Seperti sebuah siklus kehidupan, memberi dan menerima, demikian pula halnya menulis. Sebuah siklus akan saling melengkapi, jika tidak maka akan mengalami ketimpangan. Menulis pun jika tanpa salah satu dari konsep 5M tadi, seperti membaca, maka akan sulit menghasilkan karya yang hidup. Persis seperti sebuah aliran air di pegunungan yang terus mengalir namun tidak dialirkan pada sebuah pipa pancuran yang dinikmati oleh masyarakat, maka akan timbul sumbat, air tergenang bahkan bisa menghancurkan pipa pancuran tersebut.
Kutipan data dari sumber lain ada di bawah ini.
PR #342, opened 2025-04-29
Gtest Suite Infrastructure.

mdavis36:
# Summary

- This PR is a feature:
  - It brings in the gtest suite changes used in #334 as a standalone change set.

------
### ToDo :

- [x] Create LLNLSpheral PR pointing at this branch. (PR#136)


scripts/spack/packages/spheral/package.py
```diff
@@ -67,8 +67,11 @@ class Spheral(CachedCMakePackage, CudaPackage, ROCmPackage):
...
     depends_on('axom@0.9.0 +hdf5 -lua -examples -python -fortran', type='build')
-    depends_on('axom +shared', when='~cuda', type='build')
-    depends_on('axom ~shared', when='+cuda', type='build')
+    with when('+rocm') or when('+cuda'):
+        depends_on('axom ~shared', type='build')
+
+    with when('~rocm') or when('~cuda'):
+        depends_on('axom +shared', type='build')
 
     with when("+caliper"):
```
mdavis36, line 76: @ldowen do you have a preferred way to do this, my solution here seems subpar...

tests/cpp/Field/field_tests.cc
jmikeowen, line 1: It may seem a bit pedantic, but I think it's helpful to put a comment at the start of each of these tests stating what they are testing.

mdavis36: Agree, I added some basic comment blocks. Most of the tests in this PR are pretty self explanatory but once more complex behaviors start to appear with the GPU port it'll be helpful to define the expected behavior.

scripts/spack/packages/spheral/package.py
ldowen: I couldn't find a better way to do it. I think I would prefer listing them all out with `when` statements instead of using the `with when` but how you have it is fine if it works.

jmikeowen (dismissed):
Looks good to me

PR #370, opened 2025-06-25
[GPU] FieldView for heterogeneous GPU systems.

mdavis36:
# Summary

- This PR contains features to allow migration of field data on heterogeneous GPU systems.
- It does the following:
  - Sets the foundation for #371 by implementing `FieldView` datatypes as handles to be used for migrating data to and from the GPU of `Field` containers.
  - Sets up a series of unit tests for ensuring our Spheral data types such as `GeomVector<Dim>` can be copied to and from the device correctly.
  - Brings in the necessary changes to ensure `GeomVector<Dim>` can be used on the GPU #374  and tests it's functionality.

- Compiling parts of Spheral that pass through the device compiler seem to throw warnings we don't see in our current Spheral builds these have been squashed and a separate PR #387 has been made extracting these changes that should be merged immediately before this one.

------
### ToDo :

- [ ] Annotate ``RELEASE_NOTES.md`` with notable changes.
- [ ] Create LLNLSpheral PR pointing at this branch. (PR#)
- [ ] LLNLSpheral PR has passed all tests.

Issue #372, opened 2025-06-25
[GPU] FieldView


mdavis36:
We need thin wrappers that can take a handle to host data within a field and manage the duties of allocating, deallocating and copying that data to and from the device as needed. The type must:
- Use reference semantics to be compatible with RAJA lambda execution.
- NOT take ownership of host side data. (no host alloc / dealloc)
- Provide facilities to allow a user to free GPU data **explicitly**.
- Match enough of the `Spheral::Field` interface to cover the basic needs of Field access and data manipulation ( no resizing / realloc capabilities).

PR #386, opened 2025-07-10
[GPU] Geom3Vector

mdavis36:
# Summary

- This PR is a refactoring of Geom3Vector:
  - Annotates Geom3Vector with SPHERAL_HOST_DEVICE attributes macro.
  - Adds CPU & GPU unit tests for Geom3Vector.
  - Make Geom3Vector trivially copyable for use with `FieldView`.
 
- It directly addresses the requirements of #375
- It depends on #370  

------
### ToDo :


ldowen:
> > Maybe we should add some tests where we construct vectors on the host and ensure they are the same on the device. Then modify them on the device and make sure they are the same on the host.
> 
> We do that in [this test](https://github.com/LLNL/spheral/blob/d94db2c91157db10df327a31f7fc1399beeb6afd/tests/cpp/Field/fieldview_datatype_tests.cc#L43) defined in #372

Oh ok. I suppose that covers it then.

Issue #381, opened 2025-06-30
Restart safety of porosity models


jmpearl:
Porosity models are not restart safe when the user circumvents node generation on restarts. This is b/c c0 is initialized in the constructor and is note dumped/restored as part of the restart methods.

PR #394, opened 2025-07-20
v2025.06.1 Patch Release

mdavis36:
# Summary

- This PR is a for a patch release:
- It does the following:
  - Adding c0 (reference sound speed) as one of the restart variables for the porosity models.  Previously we depended on this being set during problem initialization every time, but sometimes users want to skip problem reinitialization when it's very expensive.
  - Fixes issue #381 

------
### ToDo :

- [x] Create LLNLSpheral PR pointing at this branch. ([PR#161](https://rzlc.llnl.gov/gitlab/owen/LLNLSpheral/-/merge_requests/161))


jmikeowen (approved):

ldowen (approved):

src/Porosity/PalphaPorosity.cc
```diff
@@ -158,50 +158,59 @@ evaluateDerivatives(const Scalar time,
...
       fDSnew(i) = 1.0;
 
     } else {
 
-      // First compute the derivative with respect to pressure
-      auto DalphaDpi = 0.0;
-      if (alphai > 1.0) {
-        if (Pi < mPe or dPsdti < 0.0) {
+      // Time evolution of the solid pressure
+      const auto dPsdti = dPsdri*DrhoDti + dPsdui*DuDti;
```
jmpearl, line 170: It looks like DrhoDti is the rate of change of the bulk density and dPsDri is the derivative of pressure with respect to the solid density. If my interpretation is correct, is there an issue with the density mismatch in the partial derivatives? Should there be an alpha term in here or something like that?

jmpearl (approved):
Mike take a look at the dPsdt comment, if its a non issue then everything else looked good to me.

src/Porosity/PalphaPorosity.cc
jmikeowen: You might be right here (I have to think about it a bit more), but I'm inclined to leave this one as is for this patch (it's the same as the code prior to this patch).  Only the sign of this term matters (it's one criterion for checking if we should be in the elastic regime), and it's subtle.  I'd like to look at whether this matters in it's own change rather than this patch release.

PR #406, opened 2025-08-25
Add linear solvers

brbass:
# Summary

This PR adds linear solvers to Spheral. This supersedes the previous PR (https://github.com/LLNL/spheral/pull/346), which was inefficient in both the matrix fill and factorization. 
- Any data needed for the matrix fill needed to be requested for each row instead of once. 
- The factorization was being done every time the matrix was solved rather than being done once when the matrix is done being filled. 
- When filling the vectors with data, a copy needed to be made instead of just giving the pointer to the first element of the Field. 
- When the connectivity did not change but the data did, the entire matrix was scrapped, causing a costly reallocation of memory.

The basic usage of these new solvers is:
 - Call `initialize` to create the matrices and vectors
 - Start filling the matrix with `beginFill`
 - Fill the matrix all at once with `setMatRows` or by row with `setMatRow`
 - Call `assemble` when fill is complete to assemble the matrix
 - Call `finalize` after assembly to create solvers and preconditioners
 - Each time the solver will be used:
   - Set the RHS to the source and optionally the LHS to the guess with `set`
   - Call `solve` or `multiply`
   - Retrieve the LHS with `get`

This PR probably depends on and should be merged after https://github.com/LLNL/spheral/pull/405 due to the changes to `FlatConnectivity` . 
 
------
### ToDo :

- [X] Annotate ``RELEASE_NOTES.md`` with notable changes.

### DIFF
--- a/cmake/InstallTPLs.cmake
+++ b/cmake/InstallTPLs.cmake
@@ -194,7 +194,7 @@ set_property(GLOBAL PROPERTY SPHERAL_FP_DIRS ${SPHERAL_FP_DIRS})
 
 message("-----------------------------------------------------------------------------")
 # Use find_package to get Sundials
-if (ENABLE_SOLVERS)
+if (SPHERAL_ENABLE_SOLVERS)
   set(SUNDIALS_DIR "${sundials_DIR}")
   find_package(SUNDIALS REQUIRED NO_DEFAULT_PATH
     COMPONENTS kinsol nvecparallel nvecmpiplusx nvecserial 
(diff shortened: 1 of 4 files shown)


ldowen:
Could you change `ENABLE_SOLVERS` to be `SPHERAL_ENABLE_SOLVERS`?

brbass:
> Also, would it be possible to add tests for just `FlatConnectivity` independent of the solvers?

Yes, good call. `FlatConnectivity` was originally added along with the `KernelIntegrator` and is also tested there, but it would be good to make sure it's working correctly on its own!

ldowen:
I had a few questions for https://github.com/LLNL/spheral/pull/405 but nothing big.

brbass:
I'm going to close this and create a new version with some improvements.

Alasan klasik dalam penundaan tulisan adalah ketakutan. Takut jika salah tulis. Takut tulisan garing. Takut dibilang aneh sama orang lain. Takut tulisan tidak diterima orang lain. Semua ketakutan tersebut kurang beralasan, sebab ketakutan akhirnya akan melahirkan penundaan dan mengkerdilkan potensi diri.
Semua Orang Bisa Menulis
Setelah menonton film yang mengangkat kisah kehidupan yang diangkat menjadi tulisan seperti, "the freedom writer", "the help", "the ghost writer", dapat disimpulkan bahwa semua orang bisa menulis. Hanya saja karakter dan kualitas tulisannya berbeda sesuai pribadi masing-masing. Merek menyadari kekuatan sebuah tulisan akan kehidupannya mampu menginspirasi banyak orang. Sebut saja pelajar, pembantu rumah tangga, bahkan orang pemerintahan, menyadari kekuatan tersebut dan melakukannya.
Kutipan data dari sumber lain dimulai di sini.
Issue #412, opened 2025-09-26
Test CMake export logic in CI


ldowen:
Add tests to our CI that build and import a `ENABLE_STATIC_CXXONLY` Spheral build to ensure the export logic is not broken.

Issue #363, opened 2025-06-18
Change ENABLE_CXXONLY to SPHERAL_ENABLE_PYTHON


mdavis36:
The use of `ENABLE_CXXONLY` can be a counterintuitive, as we often check for `if (NOT ENABLE_CXXONLY)` / `#ifndef ENABLE_CXXONLY` throughout the codebase.

We should only be using this guard when we are not building the python bindings. Guarding Python binding portions of the code with `if (SPHERAL_ENABLE_PYTHON)` (or something to that effect) reads a lot clearer to users and developers.

PR #413, opened 2025-09-26
CMake variable overhaul

ldowen:
# Summary

- This PR is a refactoring of our CMake variable and export system.
- It does the following:
  - Removes `CXXONLY` flags in favor of a `SPHERAL_ENABLE_PYTHON`.
  - Prepended many CMake variables with `SPHERAL_`.
  - Removed unused variables and definitions.
  - Moved many command line variable definitions to config.hh.
  - Builds with python disabled default to building with static C++ libraries.
  - Add tests of our CMake export system to the CI (unfinished).
  - Addresses https://github.com/LLNL/spheral/issues/363 and https://github.com/LLNL/spheral/issues/412

------
### ToDo :


jmikeowen (approved):
Loks good to me

cmake/CMakeDefinitions.cmake
```diff
@@ -92,10 +77,17 @@ endif()
 include(CheckIncludeFileCXX)
 CHECK_INCLUDE_FILE_CXX(span HAS_STD_SPAN_HEADER)
 
-if(HAS_STD_SPAN_HEADER AND CMAKE_CXX_STANDARD GREATER_EQUAL 20)
+if(SPHERAL_UNIFIED_MEMORY)
```
jmikeowen: The choice of which span (std::span vs boost::span) is a separate question from whether or not we're using SPHERAL_UNIFIED_MEMORY, so I don't this this check should be restricted to that case.

PR #414, opened 2025-10-01
Collection of changes/fixes from Brody

jmikeowen:
# Summary

This PR fixes some issues and adds some new functions to existing classes.

- Fixes a few compilation warnings
- Adds a few types to the state
  - std::vector of boundary, for when you want to register the boundaries in the state
  - Option to enroll copies of items, without which enrolling a double or any other built-in type from the python interface will fail (with the standard enroll, it will create a temporary double, enroll the address of that temporary double, and then kill the temporary double)
- Adds timing to a few high-cost functions
- Updates to FlatConnectivity:
  - Adds some missed variable initializations
  - Adds unique index computation for global connectivity, without which indices would need to be summed directly
  - Fixes non-functional python bindings
- Fixes particularly awful bug where variables from an exec statement won't be loaded into globals() if a temporary variable is used elsewhere
  - If you use [x for x in range(5)] anywhere after the exec statement, it will find that x was also used as a variable in exec(from Spheral1d import *) and then import all the variables into a temporary namespace that is thrown away
  - Also fixes the above for the output function in python

------
### ToDo :


ldowen (dismissed):
LGTM as long as the TIME_FUNCTION calls aren't going overboard.

jmikeowen:
Landon already looked it over so we're good to go.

Apakah kita terlambat menyadari kekuatan menulis tersebut? atau mungkin tidak mau tahu tentang kegiatan yang menurut banyak orang hanya menghabiskan waktu dan tidak jelas. Beberapa seperti yang telah disebutkan memiliki dorongan namun takut untuk memulai. Padahal sederhana sekali, ambil alat tulis atau laptop, memilih minat dan memulai menulis apa saja yang diketahui tentang hal itu.
Melatih setiap ada kemauan dan kesempatan, bergabung pada blog penulisan, mulai sharing berita dan pengetahuan kepada orang lain. Maka secara perlahan ada banyak hal yang terbentuk dalam kepribadian diri sendiri. Contohnya; berpikir kritis, disiplin, mulai berwawasan luas, sosialis, dan murah berbagi.
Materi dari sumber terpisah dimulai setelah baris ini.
Issue #303, opened 2024-08-28
Johnson-Cook Damage Model dependency


jmpearl:
The Johnson-Cook damage model currently causes a circular dependency issue. It looks like some change (who knows how recently?) broke that damage model. Down the road, we should add a ci tests to construct and run a cycle w/ our various eos/strength/damage models just to make sure they don't get outdated like this.

Sean Stokes encountered this bug and here's the error message he sent me:

`...at line 259 of file /usr/WS2/sphapp/gitlab-runner/builds/zcqvTfGz/000/gitlab/spheral/spheral/toss_4_x86_64_ib-spheral-dev-pkg-9848/src/./DataBase/State.cc.
 
    control.advance(goalTime, maxSteps)
  File "/usr/gapps/Spheral/toss_4_x86_64_ib/spheral-9848/.venv/lib/python3.9/site-packages/Spheral/SpheralController.py", line 368, in advance
    self.integrator.step(goalTime)
RuntimeError: Verification failed: State::update ERROR: someone has specified a circular state dependency.
Remaining State:
   flaws
   plastic strain
   pressure
   shear modulus
   sound speed
   tensor damage
   yield strength
State dependencies:
H|Air : 
H|Impactor : 
H|Plate : 
bulk modulus|Air : mass density  ++  porosity solid mass density  ++  specific thermal energy  ++  
bulk modulus|Impactor : mass density  ++  porosity solid mass density  ++  specific thermal energy  ++  
bulk modulus|Plate : mass density  ++  porosity solid mass density  ++  specific thermal energy  ++  
deviatoric stress|Air : 
deviatoric stress|Impactor : 
deviatoric stress|Plate : 
flaws|Impactor : deviatoric stress  ++  melt specific energy  ++  plastic strain  ++  pressure  ++  specific thermal energy  ++  
flaws|Plate : deviatoric stress  ++  melt specific energy  ++  plastic strain  ++  pressure  ++  specific thermal energy  ++  
interfaceAreaVectors|Air : 
interfaceAreaVectors|Impactor : 
interfaceAreaVectors|Plate : 
interfaceFlags|Air : 
interfaceFlags|Impactor : 
interfaceFlags|Plate : 
interfaceNormals|Air : 
interfaceNormals|Impactor : 
interfaceNormals|Plate : 
interfaceSmoothness|Air : 
interfaceSmoothness|Impactor : 
interfaceSmoothness|Plate : 
mass density|Air : 
mass density|Impactor : 
[...]

PR #429, opened 2025-11-14
EOS models, unit conversion, particle fixups

brbass:
# Summary

### Singularity EOS
  - Includes GammaLawGas, ExtendedVinet, MieGruneisen, Spiner, and EOSPAC.
  - Tested against the ordinary GammaLawGas in spheral.
  - Will improve a lot once spack is updated, as the current singularity version is a few years out of date.

### Null EOS
- `NullEquationOfState` is the counterpart of `NullStrength`.

### Unit conversion
- Converts between two instances of `PhysicalConstants`. Very helpful for things like Singularity above. 

### Subdirectories in silo
- Support for subdirectories in silo files. Currently used for RK corrections. 

### Improvements for the smoothing parameter
  - Adds a node separation and relaxation method that slots into the initial `iterateIdealH` calculations. To use it, create `relaxation = RelaxNodes(...)` and then pass it to the controller: `SpheralController(initialHExtraPackages = [relaxation])`. This separates nodes that are too close and relaxes nodes using the Voronoi, without which the smoothing parameter may not converge for problems with problematic initial node distributions. 
  - Adds a check for the initial H distribution to limit the number of initial points to some reasonable value. If a problem passes in nodes that have hundreds of thousands of neighbors or whatever, this sharply limits the number before the `iterateIdealH` calculations get underway. 
  - Adds a damping factor for the IdealH calculation that helps it converge when struggling.

### Verbose time step control
- Adds a `verboseStep` parameter to the `Integrator`. Printing the verbose time step info every cycle makes things difficult to read. With the verbose step set to 100, it is reasonable to keep it on all the time. 

## Bugfixes
-  Removed the old, non-functional volume calculation in `SPH` and requested Voronoi cells instead. 
- Removed circular dependencies for Johnson-Cook to let it run. https://github.com/LLNL/spheral/issues/303. This will lag the strain calculation. 
- Added `allReduceLoc` to prevent the time step from being printed once per rank when they all calculate the same time step.
- Added a `gradientPairs`  method that is more robust for points with difficult H distributions (yes, more smoothing parameter issues). Also cleaned up the `gradient` instantiation.
- Added some missing includes.

## ToDo :


ldowen:
Help me understand what is going on here. It seems like singularity has a ton of dependencies but I don't understand why we have the Spheral Spack package depending on Singularity's dependencies and why we are bringing them into our CMake. Neither of those things should be happening. It is possible to use a newer Spack recipe for Singularity than what is in the current version of Spack we are using, if that will help you. You might have to tweak it a little.

ldowen:
Based on the singular-eos Spack package recipe, Kokkos is an optional variant. Unless this is a mistake, it implies that Singularity can work without Kokkos. By not including `+kokkos +kokkos-kernel` on your `depends_on('singularity-eos` the version of singularity you are building will have Kokkos turned off. Again, unless there is a mistake in the package recipe in Spack.

brbass:
Have you guys started doing internal tests for this PR? 

Working in 1D with the gnuplot files is onerous, so I made the siloPointmeshDump compatible with 1D and made that the default (which can be reverted if anyone is actually using the gnuplot version in production). It depends on the changes to siloMeshDump in this PR. Would you prefer that I add them here or create a separate PR that depends on this one?

jmikeowen:
There is an existing Spheral1dViz method that outputs the data as a table of numbers.  This should be pretty friendly to all sorts of 1D plotting packages -- what's different in your version?

brbass:
> There is an existing Spheral1dViz method that outputs the data as a table of numbers. This should be pretty friendly to all sorts of 1D plotting packages -- what's different in your version?

This outputs it in silo format, so you can load the curve data directly in visit. Then you can create movies or whatever using the same workflow as in 2D/3D. Here is an example:

image

jmikeowen:
Ah I see.  Personally I don't like using Visit for 1D plots but I can understand this would be useful for folks that do.  I'm happy to have this as an option for 1D viz output, but I don't think it should be the default.

jmikeowen:
Another question on a different change: the RelaxNodes package added for iterateIdealH. It appears to me this duplicates the relaxNodeDistribution functionality we have in NodeGenerators, which is invoked by SpheralController optionally.  We might want to rearrange how that's used a bit to fit your use case here?  I'd rather not have iterateIdealH also adjust the point positions, which seems like an unexpected side-effect of converging the smoothing scale distribution.

brbass:
Sure, we don't need to make visit the default in 1D. 

The reason RelaxNodes is optionally included in the H iterations is just convenience, since iterateIdealH already includes the Voronoi evaluation and other initializations. From what I can see, prerelaxNodeDistribution doesn't call relaxNodeDistribution but instead calls an hourglass control package. The relaxNodeDistribution function doesn't seem to be tested or used anywhere except testStar2d.py, which isn't in the testing suite. It uses an old mesh object rather than the Voronoi cells. All that said, there's no reason to add RelaxNodes to the repo if you don't think it will be generally useful. It meets some of our needs for separating and differentiating points when generating them from a non-ideal distribution, but that isn't a situation anyone is likely to encounter when using the built-in generators. 

It seems like the easiest path forward is:
- Include the visit visualization files for 1D but leave gnuplot as the default
- Remove RelaxNodes, since it may not be generally useful outside of niche applications

ldowen:
@brbass We merged the Spack 1.1 update yesterday. Do you want to revisit this PR?

brbass:
I just finished merging that in! I would propose that we close this MR and I can replace it with several smaller ones for bugfixes, singularity, and so on, unless that would make life harder for you guys. 

I could also just update this MR with more recent changes to singularity. Let me know what you would prefer

jmikeowen:
Smaller merges are almost certainly easier!

brbass:
Sounds good. Many MRs incoming later today!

Namun sayang sekali masih sedikit yang sadar akan kekuatan menulis tersebut. Lihat saja mahasiswa masih tergolong sedikit yang minat dalam menulis, setidaknya merekam jejak keseharian mereka, atau pengetahuan mereka yang mungkin berguna untuk orang lain. Padahal mereka sudah dibekali latihan menulis melalui penugasan yang diberikan dosen berupa laporan dan karya ilmiah lainnya.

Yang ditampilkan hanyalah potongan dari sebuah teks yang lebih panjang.